I recently watched Michael Moore’s “Sicko”. Why are we, the wealthiest country in the world the only country in the western hemisphere to still not have a universal health care system? The movie was presented in a very ”Michael Moore” way. Although, I wish he had included examples of people in France who cannot afford the incredible amount of taxes they have to pay there. The family from France he chose to use as an example were living in a beautiful three story house and seemed to be quite comfortable even with the amount of taxes that they are paying. After living there for a time I came to know many more families who, while able to live, commented about how high the taxes really are and how it is sometimes difficult to pay so much. These people were not living in three story houses.
Regardless, there are inherent flaws in every system but I would much rather be in a system where people can get care that they need and deserve. After all, this “all men were created equal”, I feel this phrase is a major part of our American ideology and right now, the “equality” part seems to be missing.
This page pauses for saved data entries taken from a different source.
PR #10148, opened 2021-06-09
Document how to see logger output when running the twisted tests

MadLittleMods:
Document how to see logger output when running the twisted tests

As shared by @erikjohnston ❤
https://github.com/matrix-org/synapse/pull/9247#discussion_r647237778

### Pull Request Checklist


changelog.d/10148.doc
```diff
@@ -0,0 +1 @@
+Document `SYNAPSE_TEST_LOG_LEVEL` to see the logger output when running tests.
```
richvdh, line 1: this is probably more of a .misc thing since it's not of interest to users.

richvdh (commented):
Running the tests is also covered in CONTRIBUTING.md, where I think this fits more naturally. Possibly put the extra info there with a "see [contributing] for more info" link?

README.rst
```diff
@@ -324,6 +312,23 @@ If you just want to start a single instance of the app and run it directly::
...
+
+This should end with a 'PASSED' result (note that exact numbers will
+differ)::
+
+    Ran 1337 tests in 716.064s
+
+    PASSED (skips=15, successes=1322)
+
+For more tips on running the unit tests, like running a specific test or
+show the logger output of the app, see the `CONTRIBUTING doc <CONTRIBUTING.md#run-the-unit-tests>`_.
```
MadLittleMods, line 331: > Running the tests is also covered in CONTRIBUTING.md, where I think this fits more naturally. Possibly put the extra info there with a "see [contributing] for more info" link?

For reference, I never checked out the contributing doc for tests because the readme already had content in it. I was only linked to it from the merge request template for changelog and linting stuff.

Hopefully the "see contributing doc" link is obvious enough. Good as a first iteration to have this documented somewhere ⏩

CONTRIBUTING.md
```diff
@@ -163,6 +163,8 @@ was broken. They are slower than the linters but will typically catch more error
 ```sh
 source ./env/bin/activate
 trial tests
+# The tests can also be run with this longer command
+python -m twisted.trial tests
```
MadLittleMods, line 167: I think it's good to call this out because the readme uses this syntax and people might be Ctrl+F finding where to jump off from.

richvdh: I see your point, though I'm bound to say that I think this just makes it confusing for readers of CONTRIBUTING.md.

A better solution would be to use one command or the other consistently. (I'd suggest `trial` since it's shorter, but ymmv)

CONTRIBUTING.md
```diff
@@ -179,6 +181,14 @@ If your tests fail, you may wish to look at the logs:
 less _trial_temp/test.log
 ```
 
+To see always see logger output from the app while the tests run,
+set `SYNAPSE_TEST_LOG_LEVEL` and the resulting logs will be in `_trial_temp/test.log`:
```
richvdh, line 185: This sentence doesn't make any sense. (Also, we've just mentioned `_trial_temp` - do we really need it again? Leave it in if you prefer, though).

```suggestion
To increase the log level for the tests,  set `SYNAPSE_TEST_LOG_LEVEL`:
```

README.rst
richvdh, line 331:
```suggestion
to see the logging output, see the `CONTRIBUTING doc <CONTRIBUTING.md#run-the-unit-tests>`_.
```

richvdh: :+1:

richvdh (commented):
fyi, `SYNAPSE_TEST_LOG_LEVEL` defaults to `ERROR`. So it's not that there won't be any logs at all, just that most of it will be dropped due to the log level.

CONTRIBUTING.md
MadLittleMods: I've updated the readme to use `trial tests` 🤷

MadLittleMods:
> fyi, `SYNAPSE_TEST_LOG_LEVEL` defaults to `ERROR`. So it's not that there won't be any logs at all, just that most of it will be dropped due to the log level.

Ahh, that makes more sense. I've added that detail to the docs as well :+1:

MadLittleMods:
Thanks for the review pass @richvdh! Updated with your suggestions :+1:

CONTRIBUTING.md
```diff
@@ -173,12 +173,19 @@ source ./env/bin/activate
 trial tests.rest.admin.test_room tests.handlers.test_admin.ExfiltrateData.test_invite
 ```
 
-If your tests fail, you may wish to look at the logs:
+If your tests fail, you may wish to look at the logs (the default log level is `ERROR`):
 
 ```sh
 less _trial_temp/test.log
```
MadLittleMods, line 179: It would be interesting to add a note to the `trial tests` output when the tests fail to go checkout the `_trial_temp/test.log` file. I wonder if we can hook in at all 🤔

MadLittleMods: It looks possible if we defined our own reporter but then that requires adding `--reporter=ourcustomreporter` to the test command.

Anyway, another possible PR ⏩

richvdh (approved):
looks great now, thanks for your patience!

MadLittleMods:
Thanks for the review and merge @richvdh 🐓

I might start more blogs with my silly and unimportant immediate thoughts, this way maybe I can write about things that I actually care to talk about.
Here’s to next time.
Tags: Thoughts
March 16th, 2008 by ksideasnper · 1 Comment
While in New York I happened upon a special exhibit at the New York Public Library about Jack Kerouac’s life and specifically the creation of his work “On The Road”. Jack Kerouac viewed life as a spiritual quest which is a fascinating thought, like living to find something. While at this exhibition I participated on a guided tour given by someone who clearly “got Jack”. She peppered the lecture with fun anecdotes from his diaries and a book of grievances which were on display. She said that he wasn’t one to hold a grudge, rather he would simply make a note about whoever had upset him in this book. He even went as far as to blame his alcoholism solely on one individual.
One of these anecdotes that she mentioned was about his good friend and travel companion Neal Cassady. Jack and his “team” traveled across America three times but prior to his group traveling together Neal Cassady made the trek alone in a bus. This bus was a refurbished coach bus, the type that would state the destination above the driver; it always said the same thing, “Destination: Further”.
I liked hearing that story, while it wasn’t part of something Jack did it is easy to see how Jack and Neal got along. Of course I would like the idea of a destination to always be going further. Further than you went yesterday….
I liked the exhibit, the original typed scroll of “On the Road” is there along with many of Jack’s paintings which were very interesting to see since I never thought of him as a visual artist.
Kerouac wrote, “Beat doesn’t mean tired,or bushed, so much as it means beato, the Italian for beatific: to be in a state of beatitude, like Saint Francis, trying to love all life, trying to be utterly sincere with everyone, practicing endurance, kindness, cultivating joy of heart. How can this be done in our mad modern world of multiplicities and millions? By practicing a little solitude, going off by yourself once in a while to store up that most precious of golds: the vibrations of sincerity.”

Going off to find this bliss, this beatitude, and having ”further” as the destination, I think that is a beautiful thought.